What kept him away for so long, in this version of the story, is shame – has lost all the men who have put themselves with him from Ithaca – and, we deduce, trauma of war. He lived with another woman in a place that is easier to be at home; And it is not clear why it is back. Above all, the Odysseus of Fiennes is, unlike Homer’s talkative pendant, a man of silence, a man who rejects the narrative, whose life is hidden in depth within himself. It is a gloomy reading of poetry, but in tune with our times; All over the world the soldiers are really returning home, changed and scarred in a myriad of ways, with stories that cannot tell.

For Pasolini and his two hypnotizing central actors, the way in which Odysseus and Penelope gradually come to recognize each other, in the utmost sense of the word, is anxious, full of mutual suspicion and repressed anger, before a last, tenitive of the tenderness. Perhaps the most surprising passage of the film, however, is when Odysseus turns his arrows on the pretenders who have harassed Penelope and consumed his wealth. He kills them all, transforming his home into a bloody battlefield and inducing the Telemaco in the brutal codes of violent virility. All this is there in the original. Poetry was interpreted through the lens of the war trauma at least from the book of Jonathan Shay of 2002 Odysseus in America, in which the psychiatrist reads poetry alongside the problems faced by the US soldiers who had returned from Vietnam – trauma that sometimes took place as Outburation of terrible violence.
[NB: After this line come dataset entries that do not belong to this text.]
PR #250, opened 2023-09-09
EAPI/SB/cred_change

CheanseanBo:
Reviewed and tested. 
New functionalities that can change user credential such as gender, DoB etc..
Changes made to an account requires jwtToken upon logging in.
Signout functionalities has been created as well, store logout_token inside the client side.


Q-Cooke (approved):
LGTM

The cyclops targeted the Odysseus in Odysseus and Polyfemus by Arnold Böcklin (1896). Photography: Alamy

Odysseus, therefore, brings with him the war at home. But in the Iliad, the Homeric poetry set during the Trojan war is a very different character. Here, Odysseus is part of a collective unit, an ensemble player in an army. He is a ruthless fighter, an excellent negotiator, an occasional spy; He lives with heroic codes. On the contrary, the Odysseus of the Odyssey is a lonely, a man who masks himself, who is about to get out of trouble; Those who spread so much that his identity can also be lost for himself, as Mendelsohn points out in his introduction to the new translation. When the cyclope asks for his name, Odysseus replies notoriously, “ou tis” – meaning, none. In a sense, it is a comic moment: the hero has just blinded the terrifying cyclops, so that when the giant with his eye to one eye tries to evoke by helping him to his friends: “” nobody “is attacking me!”
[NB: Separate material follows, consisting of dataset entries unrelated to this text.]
PR #251, opened 2023-09-09
EE/CP/Remove-files

cpavia:
Removed original event detection and segmentation file as these two components are now saved separately


Q-Cooke (approved):
Thanks Charmaine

But the moment also serves, it suggests to Mendelsohn, to suggest to one of the deepest modern questions-and seem modern: “How do we know who someone is? How do we know who we are ourselves? What is the difference between our inner and external lives?” These questions follow the character until the end of poetry. The reader is left to wonder: in what sense are he and Penelope the same people who greeted 20 years earlier? “Although the goal is reinstatement in the collective, family, marriage, community and kingdom, poetry never shows it,” says Mendelsohn. “Poetry ends on the verge of all this, but in reality you never see it as part of anything, except as the subject of his own machinations.”
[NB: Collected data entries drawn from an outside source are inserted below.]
PR #1363, opened 2026-09-08
chore(examples): regenerate demo samples with the Tavi bundle

jfrench9:
## What

The committed `sample_output/` sets predated the Tavi serialization (#1361), so none of the five carried a `.tavi.json`. The demos emit one — the reference copies never picked it up.

Regenerates all five sample sets from a clean run against v1.11.17, and fixes the reason they'd have stayed stale.

## Why they were missing

The refresh command documented in three READMEs is `cp output/*.{md,jsonld,zip} sample_output/` — a glob that structurally excludes `.tavi.json`. The seattle README documents the file in its `download-bundles` row while its own refresh command drops it, so a by-the-book refresh would have kept missing it indefinitely. Widened to `*.{md,jsonld,tavi.json,zip}`.

Also corrected two stale artifact counts in the surrounding prose ("both bundles", "all five artifacts") that predated the holon and DataBook landing.

## Verification

All five demos re-run green; every set SHACL-conformant and valid XBRL 2.1:

| Demo | tavi.json | SHACL | Arelle |
| --- | --- | --- | --- |
| roboledger | 66 KB | ✅ | ✅ |
| coffee-roaster | 88 KB | ✅ | ✅ |
| saas-startup | 84 KB | ✅ | ✅ |
| seattle-method | 68 KB | ✅ | ✅ |
| world-online | 70 KB | ✅ | ✅ |

`tests/operations/serialization/` + `test_report_download.py` — 224 passed. The samples are gated in CI by `test_sample_bundles_shacl.py`, which globs `*.jsonld` and validates each against `frameworks/ontology/v1/shapes.ttl`.

Promotion was stem-scoped, so the uncommitted `preclose` / `postclose` / `driftline-prod` variants in the coffee-roaster and saas-startup output dirs stayed out.

## Notes for the reviewer

The diff is large but almost entirely regenerated artifacts — each run stamps fresh graph/report IDs, so every sample churns. The reviewable surface is the three README files plus the five new `.tavi.json`.

Reproducing this locally needed two environment fixes, **neither of which required a source change**:

- `just restart` — the running stack served a GraphQL schema older than its own bind-mounted code, so `ReportDownloadFormat` exposed no `TAVI` despite it being present in `robosystems/graphql/types/ledger.py:724`.
- `just rebuild` — the image carried xbrlkit 0.4.1 against the `>=0.4.2` pin in `pyproject.toml:62`, so `to_tavi_report()` raised `TypeError` on the `description` kwarg.

Worth a second opinion on the second one: I did not establish why the image had 0.4.1 when the lock pins `>=0.4.2`. If that image came from a registry pull rather than a local build, the same skew could hit anyone running `just start` today.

The translation of the Odyssey of Ev Riet, the first classic of Penguin, became a bestseller in 1946, his story of a return soldier who falls into the hands of thousands of return soldiers. If there are too much things full of pain to look directly, the distance of the myth can help.

The Iliad is the poetry of death. Death chases its lines, the blood immerses him. Countless young men appear in poetry just to be demolished. His hero, Achilles, merciless scithes through hundreds of bodies in an attempt to slap his pain and the fury for the killing of his beloved companion, patroclus. But in the center of the Odyssey there is life and survival. This survival is not pretty, comfortable or dignified. It implies a profound loss: of the companions, of the house, of a sense of the place, of the status, of belonging, of identity – and when those things are restored, it is certainly not, exactly, what has been resumed. But Odysseus is alive. He is alive, breathe, he continues.

The translation of Daniel Mendelsohn’s Odyssey is published by Penguin Classics on April 24th. The return is now out.